DocumentsDate added
Original article
Chowdhury Piali1, Roy Suparna2, Dasgupta Anindya3*,Basu Souvik4,Mukhopadhyay Ashis5
1 Final year post graduate in MD,Department of Biochemistry, Calcutta National Medical College, Kolkata
2 Assistant Professor2, Professor & Head3 and Senior Resident4, Department of Biochemistry, Calcutta National Medical College, Kolkata
5 Professor & Head, Department of Psychiatry, Calcutta National Medical College & Hospital, Kolkata
The name of the department(s) and institution(s) to which the work should be attributed:
Department of Biochemistry and Department of Psychiatry, Calcutta National Medical College & Hospital, Kolkata 14, India
Address reprint requests to
*Dr.

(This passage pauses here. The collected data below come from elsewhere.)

PR #1061, opened 2024-11-07
Fix player observability in response to media accessibility updates

defagos:
## Description

This PR fixes player observability in response to media accessibility updates. Event though we were observing such changes internally we were filtering identical values resulting from changes, preventing core property changes from being correctly published by the player in response to media accessibilty updates.

## Changes made

- Player properties (and associated objects) need to stay equatable so that duplicates can be easily removed and associated value streams can be easily sliced with `slice(at:)`. Since we cannot grab media accessibility settings as a whole when a `kMACaptionAppearanceSettingsChangedNotification` is received, I propose to publish the last update date instead (another option would have been a `UUID` but it felt less natural IMHO).
- `MediaSelectionProperties` now store the date of the most recent change, which is taken into account when checking for equality. As a result changes made to media accessibility changes now result in an externally observable core property change.
- Circumspect has been updated so that value output and observable change mutation can be observed with a nice formalism.
- Remove `testFailingUnauthorizedItemBetweenPlayableItems` flaky test. We had a lot of troubles with it recently and it was making this PR difficult to check for no good reason. I tried other approaches which seemed promising (e.g. increasing the length of the 1st stream involved) but in the end the test remained flaky.

## Checklist

### DIFF
--- a/Tests/CircumspectTests/Expectations/ExpectValueTests.swift
+++ b/Tests/CircumspectTests/Expectations/ExpectValueTests.swift
@@ -13,13 +13,13 @@ private class Object: ObservableObject {
     @Published var value = 0
 }
 
-final class ExpectOutputTests: XCTestCase {
-    func testSingleOutput() {
-        expectOutput(from: Just([1, 2, 3].publisher))
+final class ExpectValueTests: XCTestCase {
+    func testSingleValue() {
+        expectValue(from: Just([1, 2, 3].publisher))
     }
 
-    func testMultipleOutputs() {
-        expectOutput(from: Just([1, 2, 3].publisher))
+    func testMultipleValues() {
+        expectValue(from: Just([1, 2, 3].publisher))
     }
 
     func testSingleChange() {
--- a/Tests/CircumspectTests/Expectations/ExpectValueTests.swift
+++ b/Tests/CircumspectTests/Expectations/ExpectValueTests.swift
@@ -15,7 +15,7 @@ private class Object: ObservableObject {
 
 final class ExpectValueTests: XCTestCase {
     func testSingleValue() {
-        expectValue(from: Just([1, 2, 3].publisher))
+        expectValue(from: Just(1))
     }
 
     func testMultipleValues() {
--- a/Tests/CircumspectTests/Expectations/ExpectValueTests.swift
+++ b/Tests/CircumspectTests/Expectations/ExpectValueTests.swift
@@ -19,7 +19,7 @@ final class ExpectValueTests: XCTestCase {
     }
 
     func testMultipleValues() {
-        expectValue(from: Just([1, 2, 3].publisher))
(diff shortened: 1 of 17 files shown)


Tests/CircumspectTests/Expectations/ExpectValueTests.swift
```diff
@@ -0,0 +1,40 @@
...
+}
+
+final class ExpectValueTests: XCTestCase {
+    func testSingleValue() {
+        expectValue(from: Just([1, 2, 3].publisher))
+    }
+
+    func testMultipleValues() {
+        expectValue(from: Just([1, 2, 3].publisher))
+    }
```
waliid, line 23: This test seems to check exactly the same thing as the test above (`testSingleValue`). We could try using a sequence here instead of `Just` to handle several emissions. 

Here is my suggestion:

```suggestion
    func testMultipleValues() {
        expectValue(from: Publishers.Sequence<[Int], Never>(sequence: [1, 2, 3]))
    }
```

Tests/CircumspectTests/Expectations/ExpectValueTests.swift
```diff
@@ -0,0 +1,40 @@
...
+import XCTest
+
+private class Object: ObservableObject {
+    @Published var value = 0
+}
+
+final class ExpectValueTests: XCTestCase {
+    func testSingleValue() {
+        expectValue(from: Just([1, 2, 3].publisher))
+    }
```
waliid, line 19:
```suggestion
    func testSingleValue() {
        expectValue(from: Just(1))
    }
```

Tests/CircumspectTests/Expectations/ExpectValueTests.swift
```diff
@@ -0,0 +1,40 @@
...
+
+    func testMultipleChanges() {
+        let object = Object()
+        expectChange(from: object) {
+            object.value = 1
+            object.value = 2
+            object.value = 3
+        }
+    }
```
waliid, line 39: Testing with one value isn't enough?

waliid (approved):

Tests/CircumspectTests/Expectations/ExpectValueTests.swift
defagos: I don't know in which state I wrote this code 😅

There is a simpler alternative which requires less generics:

```swift
    func testMultipleValues() {
        expectValue(from: [1, 2, 3].publisher)
    }
```

This is what I pushed as a fix.

Tests/CircumspectTests/Expectations/ExpectValueTests.swift
defagos: That's the purpose here. Batching several observable object value changes of the same property. But maybe this test is not that relevant after all.

waliid (approved):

Anindya Dasgupta,
Professor & Head, Dept. of Biochemistry, Calcutta National Medical College, 32 Gorachand Road,Kolkata 14, India
Article citation: Piali C, Suparna R,Anindya D, Souvik B, Ashis M. Effect of lipid peroxidation and protein carbonylation on altered Na+K+Atpase activity in newly diagnosed schizophrenia patients. J Pharm Biomed Sci 2015;05(12):908–913. Available at www.jpbms.info
Abstract:
Background Alteration of Na+K+ATPase activity is found in several neuropsychiatric disorders including schizophrenia. Effect of oxidative stress has been put forward as a plausible mechanism for this, although with variable results. Aim To assess the effects of oxidative stress induced membrane lipid damage and cellular protein alteration on Na+K+ATPase activity in newly diagnosed schizophrenia patients. Settings and Design It was undertaken as a hospital-based horizontal, observational case control study in a tertiary care urban hospital involving 46 cases and 50 controls spanning a period of 1 year. Materials and Methods RBC membrane Na+K+ATPase levels were measured by the NADH/ATP coupled kinetic assay method. Serum thiobarbituric acid reacting substances (TBARS) and protein carbonyl (PC) values were measured by spectrophotometric techniques. Tissue protein was estimated by Lowry’s method.Statistical Analysis After testing for normal distribution of the data obtained, independent t test, Pearson’s correlation analysis and multiple linear regression analyses were performed to analyse the difference between mean values, strength of association between parameters and predictive values of oxidative stress parameters on the Na+K+ATPase activity, respectively.Results Membrane Na+K+ATPase activity was significantly lower with significantly higher values of serum TBARS and PC in cases (p < 0.001). Although, both PC and TBARS showed significant negative correlation with Na+K+ATPase activity, it was found to be dependent significantly on the serum TBARS values only.Conclusion The study indicates that although, the increased oxidative stress in schizophrenia damages both membrane lipids and tissue proteins significantly, the compromised Na+K+ATPase activity is more crucially dependent on membrane lipid damage.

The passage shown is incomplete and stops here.